Ahmed, agent RATP : « Si on fait grève pendant 3 semaines, le gouvernement va faire marche arrière ! »

Chauffeur de bus RATP et élu CGT, Ahmed est passé en entretien disciplinaire ce mardi, entouré de nombreux soutiens. Les prochaines semaines diront si la direction prendra le risque de continuer à souffler sur les braises de la colère des agents de la RATP, ou si elle retirera sa menace de révocation. En attendant, la grève du 5 décembre se prépare...

vendredi 15 novembre

« J’espère que le 5 décembre sera notre 95 à nous ! » s’exclame Ahmed dans cette vidéo qu’il adresse à nos lecteurs, invitant à préparer une grève d’ampleur à partir du 5 décembre. Alors que la direction de la RATP tente de faire rentrer ses agents dans le rang en s’acharnant contre 5 élus du personnel, le résultat est tout autre. Pour chaque entretien disciplinaire, les agents ont répondu nombreux au rendez-vous pour soutenir leurs collègues. Ce mardi, c’était au tour d’Ahmed Berrahal, élu CSSCT au CSE2 de la RATP Bus, d’être convoqué. Dès 5h du matin, ses collègues se sont rassemblés autour d’un brasier devant le dépôt de bus de Pantin. Ils ont été rejoint plus tard par de nombreux soutiens dont Bastien Lachaud, député LFI, et Nathalie Arthaud, porte-parole de Lutte Ouvrière. La députée PCF Marie-Georges Buffet avait quant à elle adressé un courrier à la PDG de la RATP, lui intimant de cesser les poursuites contre ses agents.

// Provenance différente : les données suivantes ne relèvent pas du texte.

PR #825, opened 2017-03-02
feat: add basic lighthouse functionality

patrickhulce:
cc: @paulirish @ebidel @brendankenny

**The Lighthouse**

**The Run**
image

**The Report** (video is available on mobile)
image

### DIFF
--- a/agent/js/src/wd_server.js
+++ b/agent/js/src/wd_server.js
@@ -1028,13 +1028,34 @@ WebDriverServer.prototype.onTracingMessage_ = function(message) {
 };
 
 /**
- * Runs lighthouse with the options specified by the task and dumps data into 
+ * Runs lighthouse with the options specified by the task and dumps data into
  * a directory.
  * @private
  */
 WebDriverServer.prototype.runLighthouse_ = function() {
-  // TODO(phulce): actually run lighthouse
-  this.onPageLoad_(new Error('Lighthouse not yet implemented!'));
+  this.lighthouseFile_ = path.join(this.runTempDir_, 'lighthouse.html');
+  this.app_.timeout(1000, 'Waiting for Chrome to be available...');
+  process_utils.scheduleExec(this.app_,
+    'lighthouse',
+    [
+      '--disable-device-emulation',
+      '--disable-network-throttling',
+      '--save-assets',
+      '--port', this.browser_.devToolsPort_,
+      '--output', 'html',
+      '--output-path', this.lighthouseFile_,
+      this.task_.url,
+    ], undefined, this.timeout_).then(function () {
+    var devtoolsLogFile = path.join(this.runTempDir_, 'lighthouse-0.devtoolslog.json');
+    this.devToolsMessages_ = JSON.parse(fs.readFileSync(devtoolsLogFile, 'utf8'));
+
+    this.traceFile_ = path.join(this.runTempDir_, 'lighthouse-0.trace.json');
+    var contents = JSON.parse(fs.readFileSync(this.traceFile_, 'utf8'));
+    fs.writeFileSync(this.traceFile_, JSON.stringify(contents));
+    this.onPageLoad_();
+  }.bind(this), function (err) {
+    this.onPageLoad_(err);
+  }.bind(this));
 };
 
 /**
@@ -1590,7 +1611,7 @@ WebDriverServer.prototype.done_ = function() {
 
     this.scheduleNoFault_('Capture Screen Shot', function() {
       if (!this.task_.lighthouse)
-        this.takeScreenshot_('screen', 'end of run');
+        return this.takeScreenshot_('screen', 'end of run');
     }.bind(this));
     if (this.videoFile_) {
       this.scheduleNoFault_('Stop video recording',
@@ -1668,6 +1689,7 @@ WebDriverServer.prototype.done_ = function() {
           devToolsFile: devToolsFile,
           screenshots: this.screenshots_,
           traceFile: this.traceFile_,
+          lighthouseFile: this.lighthouseFile_,
           userTimingFile: this.userTimingFile_,
           cpuSlicesFile: this.cpuSlicesFile_,
           scriptTimingFile: this.scriptTimingFile_,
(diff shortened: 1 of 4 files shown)


agent/js/src/wd_server.js
```diff
@@ -1028,13 +1028,34 @@ WebDriverServer.prototype.onTracingMessage_ = function(message) {
...
  * a directory.
  * @private
  */
 WebDriverServer.prototype.runLighthouse_ = function() {
-  // TODO(phulce): actually run lighthouse
-  this.onPageLoad_(new Error('Lighthouse not yet implemented!'));
+  this.lighthouseFile_ = path.join(this.runTempDir_, 'lighthouse.html');
+  this.app_.timeout(1000, 'Waiting for Chrome to be available...');
+  process_utils.scheduleExec(this.app_,
+    'lighthouse',
```
paulirish: Probably up to Pat, but should we put the lighthouse install instructions in a readme?

Presumably it's `npm install -g GoogleChrome/lighthouse` + confirm npm globals are in your PATH?

patrickhulce: Yeah the most helpful instructions I actually found were over in the [google sites page](https://sites.google.com/a/webpagetest.org/docs/private-instances/node-js-agent/setup) rather than any README so I figured we'd add it there, but even better to find a place here if there's one I missed!

agent/js/src/wd_server.js
```diff
@@ -1028,13 +1028,34 @@ WebDriverServer.prototype.onTracingMessage_ = function(message) {
...
+    [
+      '--disable-device-emulation',
+      '--disable-network-throttling',
+      '--save-assets',
+      '--port', this.browser_.devToolsPort_,
+      '--output', 'html',
+      '--output-path', this.lighthouseFile_,
+      this.task_.url,
+    ], undefined, this.timeout_).then(function () {
+    var devtoolsLogFile = path.join(this.runTempDir_, 'lighthouse-0.devtoolslog.json');
```
ebidel: is this indentation intentional?

www/lighthouse.php
```diff
@@ -0,0 +1,26 @@
...
+  $ok = false;
+  if (isset($testPath) && is_dir($testPath)) {
+    $file = "${run}_lighthouse.html.gz";
+    $filePath = "$testPath/$file";
+    if (is_file($filePath)) {
+      $ok = true;
+
+      // Cache for a year
+      header('Last-Modified: ' . gmdate('r'));
+      header('Expires: '.gmdate('r', time() + 31536000));
```
ebidel: space around `.`

ebidel: IIRC `Expires` is old and everyone supports `Cache-Control` now. Do we need it?

https://developers.google.com/web/fundamentals/performance/optimizing-content-efficiency/http-caching?hl=en#cache-control

ebidel:
Does our snazy LH animation come into the mix anywhere, or is that just for PR description fun?

agent/js/src/wd_server.js
pmeenan: How big is it and is it feasible to include directly?  Worst case I'll add logic to the agent at startup to look for it and try to install if it isn't there (and automatically update if it is) but if we can eliminate the need for manually installing then all of the existing agents will pick up lighthouse support automatically.

Also, does running it as "lighthouse" work on Windows as well or does Node need to explicitly be referenced?  Just checking since the Node agent runs across all platforms.

www/lighthouse.php
pmeenan: The WPT code is old so it's just left over :-)  It's fine to remove it but it also doesn't hurt since cache-control takes precedence.

www/result.inc
```diff
@@ -125,8 +125,15 @@ $page_description = "Website performance test result$testLabel.";
...
                 </div>
                 <?php
+                    $fvMedian = $testResults->getMedianRunNumber($median_metric, false);
+                    $rvMedian = $testResults->getMedianRunNumber($median_metric, true);
+
                     // create a friendlier (unique) name for the fi
                     $fileUrl = GetFileUrl($url);
+                    if ( $test['testinfo']['lighthouse'] && $fvMedian )
+                    {
+                      echo "<a href=\"/lighthouse.php?test=$id&run=$fvMedian\">Lighthouse report</a><br>";
```
pmeenan: This works for now but I'd really like to give it much more prominent treatment.  The grades section in the header is a perfect place since the grades won't be calculated in the lighthouse case.  If the score can be pulled out of the HTML then the UI can have a large:

Lighthouse Score: 85/100 (click for full report)

And maybe also the logo ;-)

ebidel:
+1 on iterating on the UI and figuring out more prominent bits as we go.
Including the logo will help users know this is the same tool they've used
elsewhere.

www/lighthouse.php
patrickhulce: I'll remove

agent/js/src/wd_server.js
patrickhulce: this line yes :) though the above should be indented 2 more spaces. it's used elsewhere like this, will fix

agent/js/src/wd_server.js
patrickhulce: IMO the maintenance burden of keeping it as a submodule or checking in the result of npm install here is more trouble than letting `npm install -g` handle it and adding an auto-update check, but it's a bit safer so I'm open to either.

I'm not on Windows anywhere with node, so I can't verify it, but we've recently had a contributor making sure our build runs on appveyor which I believe removed our *nix specific hashbangs and such. If your path is setup correctly it should, but I can validate on my machine at home tonight.

patrickhulce:
> Does our snazy LH animation come into the mix anywhere, or is that just for PR description fun?

Just fun, but it will! That GIF was from my local  custom LH-WPT launch page ;)

I also vote to iterate on the UI, adding the score, etc.

ebidel:
Woot! cc @igrigorik

igrigorik:
\o/ ... woot!

Pat: when might we see this live on webpagetest.org? :)

pmeenan:
Probably next week.  I want to do some testing first and then since I have ~60 mobile agents I really want to teach the agent code to install and update lighthouse automatically so I don't have to manually configure all of them.

pmeenan:
There go my hopes for an easy install :(  Apparently the Node version on the Pi's is 4.x (which is what is in the repo for jessie) so I need to go through and upgrade them all to 7.x anyway.  Starting on the testing now and I still plan to have it up and running next week.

« On n’est pas des voyous, on est des syndicalistes ! » s’est exclamé Ahmed, dénonçant l’acharnement de sa direction qui « veut [sa] tête depuis 16 ans » et a déjà engagé plusieurs procédures à son encontre, toutes déboutées aux prud’hommes. La dernière en date lui avait valu 5 jours de mise à pied en 2018, sur une accusation ridicule d’avoir « utilisé de manière abusive la plateforme collaborative Tribus [messagerie interne de la boîte] du département Bus à des fins de propagande syndicale », et pour des soi-disant « propos menaçants ». Manque de bol, la direction de la RATP vient à nouveau de perdre aux Prud’hommes, déboutée sur ces 2 points, ce qui lui vaut l’humiliation de devoir débourser, en plus des 614€ de retenues de salaire, 900€ de frais d’avocat et 1000€ au titre du préjudice moral. Une victoire qui ne peut que conforter Ahmed et ses collègues dans leur combat.

D’autant plus que l’amertume est grande : « On n’a pas peur d’eux, c’est eux qui ont peur de nous ! Ils comptent nous vendre avant 2020 mais c’est nous qui allons vendre la direction ! Nous on conduit et eux ils sont au chaud. Eux ils touchent un bon pognon, nous des clopinettes. Alors on va arrêter de travailler pour eux, maintenant c’est eux qui vont travailler pour nous ! On va pas se lâcher et on va pas se soumettre, on va continuer à contrôler leur bus ! » s’exclamait Ahmed sous les acclamations avant l’envahissement du conseil de discipline. « Si la direction pense que je vais me rabaisser parce qu’on m’attaque, je vais pas me rabaisser... » confirme t-il plus tard.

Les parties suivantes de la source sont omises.